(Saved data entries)
<<<<
PR #3261, opened 2019-11-26
wincompose: Create settings.ini for persist

### LINKED ISSUE #1512: Wincompose creates folder instead of file
When Wincompose is installed, a persist folder called "settings.ini" is created. For Wincompose to work, it should be a file, and not a folder, called settings.ini.

bb010g:
Fixes #1512 like #1852, by preempting folder creation with a file.

---
This change is [Reviewable](https://reviewable.io/reviews/lukesampson/scoop-extras/3261)

### DIFF
--- a/bucket/wincompose.json
+++ b/bucket/wincompose.json
@@ -8,6 +8,7 @@
     "extract_dir": "WinCompose-NoInstall-0.9.3",
     "bin": "wincompose.exe",
     "persist": "settings.ini",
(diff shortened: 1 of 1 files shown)


bucket/wincompose.json
```diff
@@ -8,6 +8,9 @@
     "extract_dir": "WinCompose-NoInstall-0.9.3",
     "bin": "wincompose.exe",
     "persist": "settings.ini",
+    "pre_install": [
```
Ash258:
```suggestion
    "pre_install": "if (!(Test-Path \"$persist_dir\\settings.ini\")) { New-Item \"$dir\\settings.ini\" | Out-Null }",
```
>>>>
What's wanted here is every record, retyped exactly as shown above.

_Expected answer_.
PR #3261, opened 2019-11-26
wincompose: Create settings.ini for persist

### LINKED ISSUE #1512: Wincompose creates folder instead of file
When Wincompose is installed, a persist folder called "settings.ini" is created. For Wincompose to work, it should be a file, and not a folder, called settings.ini.

bb010g:
Fixes #1512 like #1852, by preempting folder creation with a file.

---
This change is [Reviewable](https://reviewable.io/reviews/lukesampson/scoop-extras/3261)

### DIFF
--- a/bucket/wincompose.json
+++ b/bucket/wincompose.json
@@ -8,6 +8,7 @@
     "extract_dir": "WinCompose-NoInstall-0.9.3",
     "bin": "wincompose.exe",
     "persist": "settings.ini",
(diff shortened: 1 of 1 files shown)


bucket/wincompose.json
```diff
@@ -8,6 +8,9 @@
     "extract_dir": "WinCompose-NoInstall-0.9.3",
     "bin": "wincompose.exe",
     "persist": "settings.ini",
+    "pre_install": [
```
Ash258:
```suggestion
    "pre_install": "if (!(Test-Path \"$persist_dir\\settings.ini\")) { New-Item \"$dir\\settings.ini\" | Out-Null }",
```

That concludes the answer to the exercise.